The response suggested by this journal issue is to build on locally rooted and driven processes that promote agro-ecological diversification and food sovereignty. Rural transformation must be centred on the de-intensification of cultures and livestock breeding rather than on sustainable intensification and technology driven climate smart agriculture, which are central to the agenda that is silent on rights and increasingly reliant on the corporate sector for both its design and implementation.

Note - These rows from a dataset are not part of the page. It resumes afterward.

PR #360, opened 2026-07-31
Read Bandcamp release pages for dates, formats and prices

brandonlucasgreen:
Step 3 landed the catalog with identity and artwork only: Bandcamp's `/music` grid carries **no dates, formats or prices**, so every release stored so far has `release_date = null` and an empty `release_offers`. The differentiator the whole feature rests on — *"vinyl $25 · CD $12 · digital $10, and roughly this much reaches the artist"* — had a schema and no data. This closes that, and it belongs before the release page rather than after it.

## What it does

- **`parseBandcampReleaseDetail`** reads the release page's `application/ld+json` — the documented schema.org graph Bandcamp publishes for machines — rather than the private `data-tralbum` blob sitting next to it in the markup. Stabler contract, and one we're plainly invited to read.
- **`ingestBandcampDetail`** maps it to a sanity-bounded date, one offer per format, an availability state, and a pre-order becoming `announced`.
- **Variants of one format collapse to the cheapest available.** `release_offers` is unique on `(source, format)` and Bandcamp routinely sells a standard LP and a £60 deluxe box. Quoting the box as "the price of the vinyl" is a wrong number in front of someone deciding whether to buy.
- **Sold-out formats are kept, not dropped.** "Vinyl — sold out" serves a fan better than a page that silently omits the format, which reads as "never pressed".

## The crawl budget

This is the one part of ingest whose cost scales with catalog size rather than artist count, so it's metered rather than swept: newest-first, **20 pages per artist**, **100 per invocation**, ~**1 request/second**, and a **9-minute deadline** inside the 15-minute background function. Offers refresh after **30 days** — prices change and vinyl sells out, but re-reading weekly would triple the crawl for data that rarely moves. When the budget runs out it says so in the log; a silent cap reads as *"we checked and there were no prices"*.

`release_sources.detail_checked_at` (new column) records what's been read, so a bounded run resumes where the last one stopped instead of re-reading the same newest few forever.

## Failure modes, kept apart

A bot challenge on a release page stops the pass and leaves `detail_checked_at` unset so those releases retry; an unreadable page is logged and skipped; **neither is ever written down as "this release has no price"**. `release_catalog_state.releases_detailed` (new column) sits beside `releases_found` because the two fail independently — a grid can parse perfectly while every release page is challenged, and without the second number that looks like a healthy run.

## Write safety

Upsert offers → prune formats no longer offered → stamp `detail_checked_at`, in that order and never delete-first (PR #350's lesson). Pruning only runs when the page offered *something*: zero offers is the normal state of a standalone track page, not a withdrawal. A curated release date takes both the date and the derived status out of ingest's hands.

## Verified against live pages

`npm run ingest:try -- explosionsinthesky --detail=3` — real fetch, real parse, no writes:

```
explosionsinthesky.bandcamp.com/album/end
  date: 2023-09-15 (day) · status: released
  digital   10 USD       available
  vinyl     25 USD       available
  cd        12 USD       available

explosionsinthesky.bandcamp.com/album/how-strange-innocence-anniversary-edition
  date: 2019-08-16 (day) · status: released
  digital   10 USD       available
  vinyl     35 USD       sold_out
```

Robots checked: `/album/` is permitted on both `bandcamp.com` and artist subdomains; only `/search`, `/api/`, `/stream`, `/cart/` and friends are disallowed.

## Testing

26 tests on the ingest path (11 new), 353 across `api/functions`. Full `npm run build` green.

Nothing is user-visible yet — this fills the tables the release page will read.

### DIFF
--- a/api/functions/db.ts
+++ b/api/functions/db.ts
@@ -471,7 +471,7 @@ export async function claimArtistForCatalog(
 /** Record the outcome of a catalog run. Failures increment the backoff counter. */
 export async function recordCatalogOutcome(
   artistId: string,
-  outcome: { releasesFound: number } | { error: string }
+  outcome: { releasesFound: number; releasesDetailed?: number } | { error: string }
 ): Promise<void> {
   const client = getClient();
   if (!client) return;
@@ -482,6 +482,7 @@ export async function recordCatalogOutcome(
       : {
           last_catalogued_at: new Date().toISOString(),
           releases_found: outcome.releasesFound,
+          releases_detailed: outcome.releasesDetailed ?? 0,
           consecutive_failures: 0,
           last_error: null,
         };
@@ -522,6 +523,21 @@ interface ReleaseToPersist {
 }
 
 /**
+ * A release row and its source after a write, which is what the detail pass needs to decide
+ * whether to spend a request on this release's own page.
+ */
+export interface PersistedRelease {
+  releaseId: string;
+  sourceId: string;
+  /** The release page for this source — where the date, formats and prices live. */
+  url: string;
+  /** When that page was last read. Null means never. */
+  detailCheckedAt: string | null;
+  /** Columns on the release row a verified artist has authored. Ingest leaves these alone. */
+  curatedFields: string[];
+}
+
+/**
  * Write a catalog run's releases, merging rather than replacing.
  *
  * Three rules that matter more than they look:
@@ -535,14 +551,16 @@ interface ReleaseToPersist {
  *    artist authored; ingest re-runs forever, so without this every crawl silently reverts
  *    their corrections.
  *
- * Returns the number of releases written or updated.
+ * Returns the releases written or updated, in the order they were given — which for a
+ * Bandcamp grid is newest first, so a budgeted detail pass reading the front of the list
+ * spends its requests on the releases a fan is most likely to be looking at.
  */
 export async function persistReleases(
   artistId: string,
   releases: ReleaseToPersist[]
-): Promise<number> {
+): Promise<PersistedRelease[]> {
   const client = getClient();
-  if (!client || releases.length === 0) return 0;
+  if (!client || releases.length === 0) return [];
 
   try {
     const { data: existingRows, error: readError } = await client
@@ -552,7 +570,7 @@ export async function persistReleases(
 
     if (readError) {
       console.error('[DB] persistReleases read failed:', readError.message);
-      return 0;
+      return [];
     }
 
     type ExistingRow = {
@@ -568,7 +586,7 @@ export async function persistReleases(
     const byIdentity = new Map(existing.map(r => [`${r.release_type}:${r.match_key}`, r]));
     const takenSlugs = new Set(existing.map(r => r.slug));
 
-    let written = 0;
+    const written: PersistedRelease[] = [];
 
     for (const release of releases) {
       const identity = `${release.releaseType}:${release.matchKey}`;
@@ -637,29 +655,145 @@ export async function persistReleases(
         });
       }
 
-      const { error: sourceError } = await client.from('release_sources').upsert(
-        {
-          release_id: releaseId,
-          platform: release.source.platform,
-          url: release.source.url,
-          external_id: release.source.externalId,
-          last_seen_at: new Date().toISOString(),
-        },
-        { onConflict: 'release_id,platform' }
-      );
+      // detail_checked_at is read back rather than written: it belongs to the detail pass, and
+      // a grid re-crawl must not reset it or every crawl would re-fetch every release page.
+      const { data: sourceRow, error: sourceError } = await client
+        .from('release_sources')
+        .upsert(
+          {
+            release_id: releaseId,
+            platform: release.source.platform,
+            url: release.source.url,
+            external_id: release.source.externalId,
+            last_seen_at: new Date().toISOString(),
+          },
+          { onConflict: 'release_id,platform' }
+        )
+        .select('id, url, detail_checked_at')
+        .single();
 
-      if (sourceError) {
-        console.error('[DB] persistReleases source upsert failed:', sourceError.message);
+      if (sourceError || !sourceRow) {
+        console.error('[DB] persistReleases source upsert failed:', sourceError?.message);
         continue;
       }
 
-      written++;
+      const source = sourceRow as { id: string; url: string; detail_checked_at: string | null };
+      written.push({
+        releaseId,
+        sourceId: source.id,
+        url: source.url,
+        detailCheckedAt: source.detail_checked_at,
+        curatedFields: [...curated],
+      });
     }
 
     return written;
   } catch (error) {
     console.error('[DB] persistReleases error:', error);
-    return 0;
+    return [];
+  }
+}
+
+interface DetailToPersist {
+  releaseDate: string | null;
+  datePrecision: string;
+  status: string;
+  offers: Array<{
+    format: string;
+    price: number | null;
+    currency: string | null;
+    availability: string;
+  }>;
+}
+
+/**
+ * Write what a release's own page told us: its date, and what you can buy there.
+ *
+ * The order of operations is the interesting part. Offers are written **before** stale ones
+ * are pruned, and `detail_checked_at` is stamped **last**:
+ *
+ * - Writing before pruning means a failure part-way through leaves the old offers in place
+ *   rather than an empty offer list. This project has already destroyed an artist's links
+ *   once with a delete-before-a-fallible-write (PR #350); an empty release page is the same
+ *   shape of mistake.
+ * - Pruning only happens when the page actually offered something. Zero offers is the normal
+ *   state of a standalone track page, so treating it as "everything was withdrawn" would
+ *   erase real prices.
+ * - Stamping last means an interrupted run is retried next cycle instead of being recorded as
+ *   done.
+ *
+ * Returns false when nothing could be written, so the caller can count it as a failure.
+ */
+export async function persistReleaseDetail(
+  release: PersistedRelease,
+  detail: DetailToPersist
+): Promise<boolean> {
+  const client = getClient();
+  if (!client) return false;
+
+  try {
+    // A date the artist authored outranks anything upstream says, and status is derived from
+    // the date, so a curated date takes both columns out of ingest's hands.
+    if (!release.curatedFields.includes('release_date')) {
+      const patch: Record<string, unknown> = { status: detail.status };
+      if (detail.releaseDate) {
+        patch.release_date = detail.releaseDate;
+        patch.date_precision = detail.datePrecision;
+      }
+
+      const { error } = await client.from('releases').update(patch).eq('id', release.releaseId);
+      if (error) {
+        console.error('[DB] persistReleaseDetail release update failed:', error.message);
+        return false;
+      }
+    }
+
+    if (detail.offers.length > 0) {
+      const capturedAt = new Date().toISOString();
+      const { error: offerError } = await client.from('release_offers').upsert(
+        detail.offers.map(offer => ({
+          release_source_id: release.sourceId,
+          format: offer.format,
+          price: offer.price,
+          currency: offer.currency,
+          availability: offer.availability,
+          captured_at: capturedAt,
+        })),
+        { onConflict: 'release_source_id,format' }
+      );
+
+      if (offerError) {
+        console.error('[DB] persistReleaseDetail offer upsert failed:', offerError.message);
+        return false;
+      }
+
+      const { error: pruneError } = await client
+        .from('release_offers')
+        .delete()
+        .eq('release_source_id', release.sourceId)
+        .not('format', 'in', `(${detail.offers.map(o => o.format).join(',')})`);
+
+      // A failed prune leaves a stale format listed, which is worth logging but not worth
+      // failing the whole detail write over — the prices we did just refresh are still good.
+      if (pruneError) {
+        console.error('[DB] persistReleaseDetail offer prune failed:', pruneError.message);
+      }
+    }
+
+    const { error: stampError } = await client
+      .from('release_sources')
+      .update({ detail_checked_at: new Date().toISOString() })
+      .eq('id', release.sourceId);
+
+    if (stampError) {
+      console.error('[DB] persistReleaseDetail stamp failed:', stampError.message);
+      return false;
+    }
+
+    return true;
+  } catch (error) {
+    console.error('[DB] persistReleaseDetail error:', error);
+    return false;
   }
 }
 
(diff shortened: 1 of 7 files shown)


api/functions/db.ts
```diff
@@ -637,29 +655,145 @@ export async function persistReleases(
...
+  detail: DetailToPersist
+): Promise<boolean> {
+  const client = getClient();
+  if (!client) return false;
+
+  try {
+    // A date the artist authored outranks anything upstream says, and status is derived from
+    // the date, so a curated date takes both columns out of ingest's hands.
+    if (!release.curatedFields.includes('release_date')) {
+      const patch: Record<string, unknown> = { status: detail.status };
```
brandonlucasgreen, line 738: @brandonlucasgreen **Regression — state transition / edge case (plausible, no verdict tag: needs a decision, not a fix I'd stamp confirmed on without seeing it against a live page).**

`patch.status = detail.status` is set unconditionally here, but `patch.release_date` / `patch.date_precision` are only set `if (detail.releaseDate)` (line 739-742). `detail.status` comes from `deriveStatus(date, hasPreorder, now)` in `release-ingest.ts`, and per `release-utils.ts`'s own documented default, an undated release "counts as released."

That's the right default for the *grid* pass, where `releaseDate` is always null. But here it also fires on every **detail refresh** (30-day re-read, `needsDetail` in `catalog-artist-background.ts`). Walk the sequence:

1. First detail read succeeds: page has a future `datePublished` → `release_date` = future, `status` = `announced`. Both columns written and consistent.
2. 30+ days later, refresh re-fetches the same page. `ingestBandcampDetail` returns `ok: true` (no bot challenge, JSON-LD present) but this run's `parseReleaseDate` fails to produce a date this time — e.g. the implausible-date guard trips, or Bandcamp's date string doesn't match the parser this time (`release-utils.ts` has explicit tests for both). `detail.releaseDate` is `null`.
3. `detail.status` is recomputed via `deriveStatus(null, hasPreorder, now)`. If the offers on this same read also didn't get flagged `preorder` (a partial/independent parse failure, not necessarily the same one), the default kicks in → `'released'`.
4. The `if (detail.releaseDate)` guard means `release_date` is **not** touched — the DB keeps the real future date from step 1. But `status` **is** written unconditionally → `'released'`.

Net result: a row with `release_date` in the future and `status = 'released'` — the exact contradiction `deriveStatus`'s own invariant (`date > today ? 'announced' : 'released'`) is supposed to prevent, produced by a partial parse failure on refresh rather than a genuine state change. Any "upcoming releases" view filtering on `status = 'announced'` would silently drop a release that's still legitimately unreleased.

Suggest gating the status write the same way the date write is gated: only overwrite `status` when either `detail.releaseDate` is present, or `hasPreorder` is explicitly true — otherwise leave the existing status alone, since "we didn't get a date this time" isn't evidence the release status changed.

---

scripts/ingest-releases.ts
```diff
@@ -28,12 +34,17 @@ config({ path: resolve(import.meta.dirname ?? '.', '../.env') });
...
+const { ingestBandcampGrid, ingestBandcampDetail, bandcampMusicUrl } =
+  await import('../api/functions/release-ingest.js');
 
 const args = process.argv.slice(2);
 const asJson = args.includes('--json');
 const target = args.find(a => !a.startsWith('--'));
 
+/** How many release pages to read. 0 = none, which is the default: they cost a request each. */
+const detailArg = args.find(a => a === '--detail' || a.startsWith('--detail='));
+const detailCount = !detailArg ? 0 : Number(detailArg.split('=')[1] ?? 3) || 3;
```
brandonlucasgreen, line 46: @brandonlucasgreen Minor — off-by-one/edge-case (dev script only, low impact): `Number(detailArg.split('=')[1] ?? 3) || 3` treats an explicit `--detail=0` the same as "no count given," because `0` is falsy and falls through the `|| 3`. So `npx tsx scripts/ingest-releases.ts <artist> --detail=0` silently reads 3 release pages instead of zero. Not a security issue and it's a local dry-run tool, but worth a `Number.isFinite` check if `--detail=0` should ever mean "none."

---

brandonlucasgreen (commented):
@brandonlucasgreen Reviewed PR #360 (Bandcamp release-detail ingest). Summary below; inline comments have the specifics.

**Security**

- **SSRF (confirmed safe, no finding).** `isFetchableReleaseUrl` in `catalog-artist-background.ts` allows a release URL through if its host matches the page we just landed on (bypassing the static allowlist), which sounds risky in isolation. But `resolveReleaseUrl` in `release-ingest.ts` already constrains every stored `release_sources.url` to the host of the page it was scraped from, at http/https only, at capture time — and `landedUrl` itself only ever comes back from a `safeFetch` call that enforces the allowlist on the initial request and (per its own docs) on every redirect hop. So the same-host branch is re-validating a value that was already scoped safely; it's how Bandcamp Pro custom domains (`music.artist.com`) get covered at all, not a new hole. No finding.
- **Injection (confirmed safe, no finding).** `persistReleaseDetail`'s `.not('format', 'in', (${...}))` in `db.ts` builds a PostgREST filter by string-joining `offer.format` values without quoting. Looked like a candidate for filter injection, but `format` is only ever produced by `mapOfferFormat()`, a closed 7-value enum — never raw scraped text — so there's nothing attacker-controlled reaching that interpolation.
- **Data exposure / RLS (confirmed safe, no finding).** The new `release_sources.detail_checked_at` and `release_catalog_state.releases_detailed` columns land on tables whose RLS posture is already established (public-read for `release_sources`, server-only/no-policy for `release_catalog_state`) and neither new column is sensitive. No new policy needed, and the migration correctly adds none.
- **Auth, secrets, unsafe defaults:** unchanged in this diff (`isAuthorized` untouched); nothing new to flag.

**Regression**

1. **`api/functions/db.ts:738`** (inline comment) — `persistReleaseDetail` unconditionally overwrites `status` from `deriveStatus(null, ...)` even when this run failed to extract a date, while leaving the existing `release_date` untouched. On a 30-day refresh where the date parse fails but the page otherwise reads fine (`ok: true`), this can flip a real future release from `announced` back to `released` while its `release_date` is still in the future — an inconsistent row, and a release that silently vanishes from any "upcoming" filter. Plausible, not confirmed against a live page; recommend gating the status write the same way the date write is already gated.
2. **`scripts/ingest-releases.ts:46`** (inline comment) — `--detail=0` is swallowed by `|| 3` and silently becomes `--detail=3`. Dev-only, cosmetic.

Everything else — the offer aggregation (cheapest-price/most-available merge), the bot-challenge vs. unreadable distinction, the write-before-prune/stamp-last ordering, and the budget/backoff plumbing — matches the PR description and looks correct against the test suite.

---

brandonlucasgreen (commented):

**Security**
- auth/authz: no new endpoint surface; `catalog-artist-background.ts`'s existing shared-secret + production-only gates are untouched.
- SSRF: traced the new detail-page fetch path (`isFetchableReleaseUrl` → `safeFetch`). It reuses the same trust boundary the existing grid ingest already relies on (`resolveReleaseUrl`'s same-host constraint on parsed hrefs), and every hop still goes through `safeFetch`'s `isSafePublicHostname` + DNS-resolution private-IP check regardless of which branch of `isFetchableReleaseUrl` admitted the URL. **needs-manual-verification** — didn't find a bypass, but it's a three-layer check (`isUrlHostnameAllowed`, `isFetchableReleaseUrl`, `safeFetch`) and worth a second pair of eyes given how load-bearing SSRF protection is here.
- injection: the new `.not('format', 'in', (...))` Supabase filter is built from `format` values, but those only ever come from `mapOfferFormat`'s fixed enum return type — never from raw upstream text — so there's no way for page content to reach that filter string. **confirmed** safe.
- JSON-LD parsing (`parseBandcampReleaseDetail`) uses `JSON.parse` only, no eval/Function construction. **confirmed** safe.
- secrets/data exposure: logs consistently use `safeHostname(url)` rather than the full URL, matching the existing convention. No issues found.

**Regression**
- **plausible**, `api/functions/db.ts` `persistReleaseDetail`: when `detail.offers.length === 0`, both the offer upsert *and* the prune are skipped. That's correct for a standalone track page (which never has offers), but the same zero-offers result is also what you'd get if a full album/EP page legitimately loses all its packages (e.g. an artist pulls a release from sale). In that case stale `release_offers` rows (price/availability) survive indefinitely with no automatic way to age out beyond a consumer checking `captured_at`. Might be worth distinguishing "standalone track, no offers expected" from "album page, zero offers found" before deciding whether to prune.
- **plausible**, same function: if the `release_offers` upsert fails a DB constraint (e.g. `currency` not matching `^[A-Z]{3}$`), `persistReleaseDetail` returns `false` *before* stamping `detail_checked_at`. Since `needsDetail()` treats an unstamped source as always due, that specific release will be retried — and fail identically — on every future catalog run, silently occupying one of the run's limited `MAX_DETAIL_FETCHES_PER_RUN` slots each time rather than backing off.
- Checked for API contract drift: `persistReleases` changed its return type from `Promise<number>` to `Promise<PersistedRelease[]>`. Only one caller (`catalog-artist-background.ts`), and it was updated in the same PR to use `.length`. **confirmed** no drift.
- State transitions around `curated_fields` look correct: a curated `release_date` correctly withholds both `release_date` and `status` from the ingest patch (per the code comment), and offer writes are unconditionally allowed since there's no curation concept for `release_offers` yet — consistent with the current schema (no `curated_fields` column on that table).
- Note (not a bug, flagging for awareness): `catalog-artist-background.ts`, `db.ts`, `release-ingest.ts`, and `search-parsers.ts` are all outside `api/tsconfig.json`'s narrow `include`, so a type error here wouldn't fail the build — relying on the new unit tests (which look thorough) rather than the typechecker for these files, per the project's own documented gotcha.

---

api/functions/release-ingest.ts
```diff
@@ -107,6 +112,168 @@ export function ingestBandcampGrid(html: string, pageUrl: string, now: Date = ne
...
+      continue;
+    }
+
+    // A missing price loses to a real one; between two real prices the lower wins.
+    if (offer.price !== null && (existing.price === null || offer.price < existing.price)) {
+      existing.price = offer.price;
+      existing.currency = offer.currency;
+    }
+    if (AVAILABILITY_RANK[availability] > AVAILABILITY_RANK[existing.availability]) {
+      existing.availability = availability;
```
brandonlucasgreen, line 200: **[confirmed] Regression / correctness: price and availability are maximized independently across variants of the same format, and can end up describing two different packages.**

`aggregateOffers` tracks the cheapest price and the "most available" state as two separate running values, not as a single pick tied to one source offer. When a cheaper variant is sold out and a pricier variant of the same format is in stock — a completely normal Bandcamp pattern (standard LP vs. deluxe box) — the result combines the cheap price with the in-stock status from the *other* package.

Failure scenario, traced through the code:
```
packages: [
  { format: 'VinylFormat', price: 25, availability: 'SoldOut' },
  { format: 'VinylFormat', price: 60, availability: 'InStock' },
]
```
`existing.price` ends at `25` (line 196, lower real price wins) while `existing.availability` ends at `'available'` (line 199-200, higher rank wins) — so the aggregated offer reads `{ format: 'vinyl', price: 25, availability: 'available' }`. That's a false claim: the $25 pressing is the one that's sold out; only the $60 one can actually be bought. On a page whose entire premise is "here's what you can buy and for how much," this is the one kind of error the feature can't afford.

The existing test (`collapses variants of one format to the cheapest available`) only covers the case where the cheap variant happens to be the available one, so this doesn't get caught.

Suggest tying availability to whichever single offer supplies the reported price (e.g. prefer the cheapest *available* variant's price+availability pair as a unit; only fall back to a sold-out price when nothing is available), rather than maximizing the two fields independently.

---

api/functions/db.ts
```diff
@@ -637,29 +655,145 @@ export async function persistReleases(
...
+      if (offerError) {
+        console.error('[DB] persistReleaseDetail offer upsert failed:', offerError.message);
+        return false;
+      }
+
+      const { error: pruneError } = await client
+        .from('release_offers')
+        .delete()
+        .eq('release_source_id', release.sourceId)
+        .not('format', 'in', `(${detail.offers.map(o => o.format).join(',')})`);
```
brandonlucasgreen, line 774: **[plausible, low severity] Injection risk: raw string interpolation into a PostgREST filter.**

`.not('format', 'in', \`(${detail.offers.map(o => o.format).join(',')})\`)` builds the filter by string concatenation rather than passing a parameterized value. Not exploitable today — `format` only ever comes from `mapOfferFormat()`, which returns one of a fixed 7-value enum, so no external string reaches this call. Flagging because the pattern itself doesn't enforce that invariant at the call site; if a future change ever fed this from a less-constrained source (an admin override, a wider format mapping), it would become a filter-syntax injection point with no warning. Worth a comment noting the invariant it depends on, or switching to whatever parameterized "not in" form the installed postgrest-js version supports.

---

brandonlucasgreen (commented):

**Security** (auth, input validation, secrets, injection, unsafe defaults, data exposure)
- SSRF: the new detail-fetch path (`isFetchableReleaseUrl` in `catalog-artist-background.ts`) correctly follows the codebase's established pattern — same-host-as-landed-page or allowlist, with `safeFetch` doing the actual per-hop DNS/scheme validation. No new bypass. `confirmed` clean.
- Auth/secrets: no changes to `isAuthorized`, no new secret handling, nothing logged beyond hostnames (`safeHostname`). `confirmed` clean.
- Injection: one low-severity note left inline on `db.ts` (raw string built for a `.not(...,'in',...)` filter) — currently safe due to a closed enum, flagged as `plausible`/hardening-only.
- Data exposure: write ordering (upsert offers → prune → stamp `detail_checked_at` last) correctly avoids the delete-before-fallible-write shape from PR #350. Bot-challenge vs. unreadable-page failure modes are kept apart per the "never cache uncertainty" rule and neither is written down as a negative result. `confirmed` clean.

**Regression** (changed assumptions, edge cases, off-by-one, state transitions, API contract drift)
- `persistReleases` return type changed `number` → `PersistedRelease[]`; verified the only call site (`catalogArtist`) and `scripts/ingest-releases.ts` (read-only, doesn't call it) are consistent.
- `deriveStatus`/`parseReleaseDate` reused from `release-utils.ts` with the correct argument order for the new caller; date sanity-bounding (min year, +3y ahead) and textual-date parsing ("15 Sep 2023 00:00:00 GMT") already handle Bandcamp's format — verified against the new tests.
- One `confirmed` correctness bug left inline: `aggregateOffers` in `release-ingest.ts` can combine the price of one variant with the availability of a different variant of the same format, producing a self-inconsistent "in stock" claim for a price that's actually sold out. Concrete repro in the inline comment.

Nice discipline overall on the write-ordering and failure-mode separation — the two items above are the only things I'd want resolved before merge, and only the first one is release-blocking in my view.

---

Table of Contents | Editorial

Free to View articles:

Understanding and Addressing Inequalities in the Context of Structural Transformation in Africa: A Synthesis of Seven Country Studies by Dzodzi Tsikata

Agricultural Growth, Poverty and Inequality in Developing Countries by Katsushi S. Imai, Wenya Cheng & Raghav Gaiha

Roles of Rural Areas in Sustainable Food System Transformations by Molly Anderson

The Untold Success Story of Agroecology in Africa by Frédéric Mousseau

Rural Modernity: An oxymoron or a new vision? Interview with Andrea Ferrante, by Angela Zarro

About Development

Development is the flagship journal of the Society for International Development (SID) published for over 50 years. With alternative perspectives on civil society, development policy and community based strategies for livelihoods, gender and social justice, Development provides readers with sharp, critical views and in-depth analysis on the challenging issues of today's rapidly changing world.  Browse volumes & issues (Springer website)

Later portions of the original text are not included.